American engineer, laboratory director and writer

Michael John McGuire (born June 29, 1947) is an American environmental engineer, laboratory director and writer whose career has focused on drinking water quality improvement. He has been recognized for his expertise in the control of trace organic compounds, inorganic contaminants and microbial pathogens in water. He is also known for his work in the identification, control and treatment of taste and odor problems in drinking water. McGuire combined the development of taste and odor analytical methods (where reliable methods to solve these problems did not exist) along with in situ treatment and oxidation. He developed a solution to the Metropolitan Water District of Southern California's (19 million customers) problem with trihalomethanes using ozone, peroxone and chloramines. He has published numerous articles in professional journals and he has been the co-editor of five books and compilations of articles. He published a book that documented the first continuous disinfection of a drinking water supply in the U.S. With Marie S. Pearthree, he wrote a book on the corrosive water debacle in Tucson, Arizona in 1992–94. He has been active in the American Water Works Association, and he has served as a volunteer and officer in that organization. In 2009, he was elected to the National Academy of Engineering.

==Early life==

Michael J. McGuire was born in 1947 at Brooke General Army Hospital in San Antonio, Texas. He attended grammar school in a number of locations, because his father was in the U.S. Army and stationed in several places during McGuire's early years. From 1955 to 1957, McGuire attended the grammar school run for U.S. Army dependents in Orléans, France. He went to Francis C. Hammond High School in Alexandria, Virginia.

==Education==

He earned his undergraduate degree in civil engineering at the University of Pennsylvania in 1969. During the period 1970 to 1972, he attended Drexel University part-time while he worked for the Philadelphia Water Department. After earning his master's degree in Environmental Engineering in 1972, he returned to Drexel University on a full-time basis to study for his PhD degree under Dr. I.H. (Mel) Suffet who is an analytical and environmental chemist. He completed his PhD and graduated in 1977. While at Drexel, he developed a direct water injection, gas chromatography analytical method for four "polarity probe" compounds: 1,4-dioxane, methyl ethyl ketone (or butanone), 1-butanol and nitromethane.

==Personal life==

Water sports are a major personal activity for him. McGuire rowed crew in high school and in his freshman year at the University of Pennsylvania. He is an active PADI-certified scuba diver logging over 500 dives since 1973. He swims laps for exercise, and he sails in the waters off Southern California and Mexico aboard Water Guy a Beneteau Oceanis 40.1.

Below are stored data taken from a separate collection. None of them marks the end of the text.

PR #1280, opened 2024-09-24
Fix button array spacing

BeritJanssen:
This branch sets different column gaps between buttons in an array, based on the number of buttons, and the viewport width.

Screenshot 2024-09-24 at 14 18 29
Screenshot 2024-09-24 at 14 18 50
Screenshot 2024-09-24 at 14 19 22

### DIFF
--- a/frontend/src/components/Question/_ButtonArray.scss
+++ b/frontend/src/components/Question/_ButtonArray.scss
@@ -12,7 +12,18 @@
 
     .btn-group-toggle-custom {
         display: flex;
-        column-gap: 2.5vw;
+        &:has(> :last-child:nth-child(2)) {
+            column-gap: 8vw;
+        }
+        &:has(> :last-child:nth-child(3)) {
+            column-gap: 6vw;
+        }
+        &:has(> :last-child:nth-child(4)) {
+            column-gap: 3vw;
+        }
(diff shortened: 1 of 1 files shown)


frontend/src/components/Question/_ButtonArray.scss
```diff
@@ -12,7 +12,18 @@
...
+        }
+        &:has(> :last-child:nth-child(3)) {
+            column-gap: 6vw;
+        }
+        &:has(> :last-child:nth-child(4)) {
+            column-gap: 3vw;
+        }
+        &:has(> :last-child:nth-child(5)) {
+            column-gap: 2vw;
+        }
```
drikusroor, line 26: I don't know if you had considered it, but it's also possible to just do `justify-content: space-between` for automatic spacing between buttons. https://www.w3schools.com/cssref/playdemo.php?filename=playcss_justify-content

drikusroor (approved):
LGTM, but see the comment I made about `space-between` :-)

frontend/src/components/Question/_ButtonArray.scss
BeritJanssen: I think I experimented with that before, but then ended up with spacing that was sup-optimal, hence switched to column-gap. But I'll give it another try, thanks!

PR #1284, opened 2024-09-24
Added: Disable pinch zoom on iOS

### LINKED ISSUE #1274: Control behaviour when zooming in
When zooming in accidentally, the view may be so distorted to such an extent that it's difficult to navigate through the application. Perhaps we should enforce sizes with `@media / min-width / max-width` css.

Or should we hard-disable zooming, as suggested [here](https://stackoverflow.com/questions/4389932/how-do-you-disable-viewport-zooming-on-mobile-safari)? That means the app is going to be less accessible.

drikusroor:
This pull request adds a new hook called useDisableIOSPinchZoomOnTouchDevices to the frontend codebase. The hook is responsible for preventing pinch zoom gestures on iOS devices. It is used in the App component to disable pinch zoom on touch devices. Additionally, the pull request includes necessary file changes to implement the hook and add the touch-action property to disable pinch zoom on iOS.

Additionally, the css-property `touch-action: manipulation;` is added to the body root class in order to prevent touch actions.

Resolves #1274

### DIFF
--- a/frontend/src/components/App/App.tsx
+++ b/frontend/src/components/App/App.tsx
@@ -18,6 +18,7 @@ import Profile from "../Profile/Profile";
 import Reload from "../Reload/Reload";
 import StoreProfile from "../StoreProfile/StoreProfile";
 import useDisableRightClickOnTouchDevices from "../../hooks/useDisableRightClickOnTouchDevices";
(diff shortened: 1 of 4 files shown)


BeritJanssen (approved):
LGTM. Unfortunately, cannot test it.

drikusroor:
> LGTM. Unfortunately, cannot test it.

Same, I will have to test this on my phone on staging 😅

PR #1288, opened 2024-09-26
Added: Refactor social media message handling and improve social media info method

### LINKED ISSUE #1270: Make the social media message translateable by moving the content property to `ExperimentTranslatedContent`
See also: https://github.com/Amsterdam-Music-Lab/MUSCLE/issues/1204#issuecomment-2270777135

I have already started this ticket, but I have some things that need to be discussed:
- Should a user be allowed to use _points_, _experiment_name_ and potential other placeholders in the message?
- Should the social media message always be passed in the `get_experiment` endpoint and/or should we ideally be able to use it in some `get_next_round` endpoint with a `Final` action too?
  - How do we deal with the placeholder values then and their potential non-existence (like no points available)?

## Proposed requirements

- Modify individual social media configurations in 4 rules files to get its message from the experiment level
- In the rules base class, get the experiment level's social media message 
- Create a simple but elegant way for handling placeholders, including handling singular and plural words like point & points

drikusroor:
Resolves #1270


backend/experiment/rules/musical_preferences.py
```diff
@@ -230,38 +236,9 @@ def calculate_score(self, result, data):
...
-            },
-            "url": url,
-            "hashtags": [*tags, "amsterdammusiclab", "citizenscience"],
-        }
-
     def get_final_view(self, session, top_participant, known_songs, n_songs, top_all):
         # finalize block
-        social_info = self.social_media_info(session.block, top_participant, known_songs, n_songs, top_all)
-        social_info["apps"] = ["weibo", "share"]
+        social_info = self.social_media_info(session)
```
BeritJanssen, line 241: The channels of these rules files are different from base (i.e., "weibo", "share"), those should still be adjusted.

BeritJanssen: Ah, nevermind. Realising now it's set through the database.

BeritJanssen (approved):
Nice, but this change really makes it especially weird that the `social_media_info` comes from the rules file. But fixing that can be left for later. Other than the different default/help text in the migration, this looks good to me.

As a general remark: reviewing is now a bit of a needle-haystack situation with finding the relevant changes. Perhaps configure your code formatter to only operate on the lines that were actually modified by you?

backend/experiment/migrations/0058_remove_socialmediaconfig_content_and_more.py
```diff
@@ -0,0 +1,59 @@
...
+    ]
+
+    operations = [
+        migrations.AddField(
+            model_name="experimenttranslatedcontent",
+            name="social_media_message",
+            field=models.TextField(
+                blank=True,
+                default="I scored {points} points in {block_name}!",
+                help_text="Content for social media sharing. Use {points} and {block_name} as placeholders.",
```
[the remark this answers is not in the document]
drikusroor: I had fixed the text in models, but forgot to update the migration. Good spot :)

drikusroor:
> Nice, but this change really makes it especially weird that the `social_media_info` comes from the rules file. But fixing that can be left for later. Other than the different default/help text in the migration, this looks good to me.
> 
> As a general remark: reviewing is now a bit of a needle-haystack situation with finding the relevant changes. Perhaps configure your code formatter to only operate on the lines that were actually modified by you?

So yeah... that rules base class method is just there to give the four experiments the correct social media information from the experiment level whenever they want to use it in a `Final` component. I thought that would be easier than calling the model's social media method in each individual rules file.

PR #345, opened 2020-08-03
Credential through file

victor-schumacher:
**- What I did**
Added input credential througth file

**- How to verify it**
use rit set credential and choose the file option

Added input credential througth file


viniciussousazup:
set credencial tested , good job :heavy_check_mark: :rocket:

PR #350, opened 2020-08-04
Support gitlab provider on command add repo

kaduartur:
**- What I did**
- Added new provider to add repo (Gitlab)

In 1971, Deborah Marrow and he were married in Scarsdale, NY. In 2019, he was widowed. Their two children live in the Los Angeles area.

==Early career==

McGuire worked for the Philadelphia Water Department from 1969 to 1973. Throughout this period, he was assigned to the Research and Development Unit under Joseph V. Radziul. He participated in a variety of projects including the supervision of a research program that involved the surveillance of the water quality of the Delaware River Estuary. The program required operational supervision of a boat pilot, chemists, engineers, and technicians and the formulation of a data analysis program. He designed an unusual application of automated water quality analytical equipment aboard a research vessel. His other projects included investigation of the availability of future water resources, preparation of testimony given before governmental bodies, and investigation of the effects of urbanization on water quality and quantity.

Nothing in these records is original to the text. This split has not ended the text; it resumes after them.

Issue #370, opened 2020-08-06
[FEATURE] Process and send metrics to server


victor-schumacher:
**What would you like to be added**:
- Receive metrics data and process them
- Create a way to anonymously identify the user on metrics.
- Send metrics to server

**Why is this needed**:

To map the behavior by the user

PR #375, opened 2020-08-07
[FEATURE] Create interface for metrics

kaduartur:
**- What I did**
> related https://github.com/ZupIT/ritchie-cli/issues/370
- Create `Sender` interface
- Create `UserIdGenerator` interface

**- How to verify it**
----
----

### DIFF
--- a/pkg/metric/metric.go
+++ b/pkg/metric/metric.go
@@ -1,0 +1,37 @@
+/*
+ * Copyright 2020 ZUP IT SERVICOS EM TECNOLOGIA E INOVACAO SA
+ *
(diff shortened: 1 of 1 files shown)


pkg/metric/metric.go
```diff
@@ -0,0 +1,37 @@
...
+ * See the License for the specific language governing permissions and
+ * limitations under the License.
+ */
+package metric
+
+import "time"
+
+type ID string
+
+type UserId string
```
victor-schumacher, line 22: UserID maybe?

kaduartur: we use the camel case by default, but I will fix ID on line 20.

PR #403, opened 2020-08-11
Mount volume of the .rit folder inside the container

fabianofernandeszup:
**- What I did**
I added the volume mapping from the local .rit folder to the one inside the docker container. That way the formula can use this information, such as context, credentials, core commands and even other formulas.

**- How to verify it**

Add the rit installer to a formula's docker file, run it with docker and call another local formula within the formula.

Added support for executing rit commands inside a container.


pkg/formula/runner/runner.go
```diff
@@ -92,11 +92,12 @@ func (ru RunManager) Run(def formula.Definition, inputType api.TermInputType, do
 
 func (ru RunManager) runDocker(setup formula.Setup, inputType api.TermInputType, verbose bool) (*exec.Cmd, error) {
 	volume := fmt.Sprintf("%s:/app", setup.Pwd)
+	homeDir, _ := os.UserHomeDir()
```
kaduartur, line 95: you can receive homeDir in the constructor because in the main file we have already generated it

pkg/formula/runner/runner.go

==Metropolitan Water District of Southern California==

McGuire moved to California in 1977 where he had a two-year stint with the consulting engineering firm, Brown and Caldwell. In 1979, he was offered a position as a water quality engineer with the Metropolitan Water District of Southern California (Metropolitan). He directed a variety of physical chemical treatment and environmental chemistry projects, and he ran the central water laboratory for Metropolitan. As Water Quality Manager and Director of Water Quality for Metropolitan he supervised the Water Quality Branch and Division, respectively, which grew to a total of 82 scientists, engineers and administrators.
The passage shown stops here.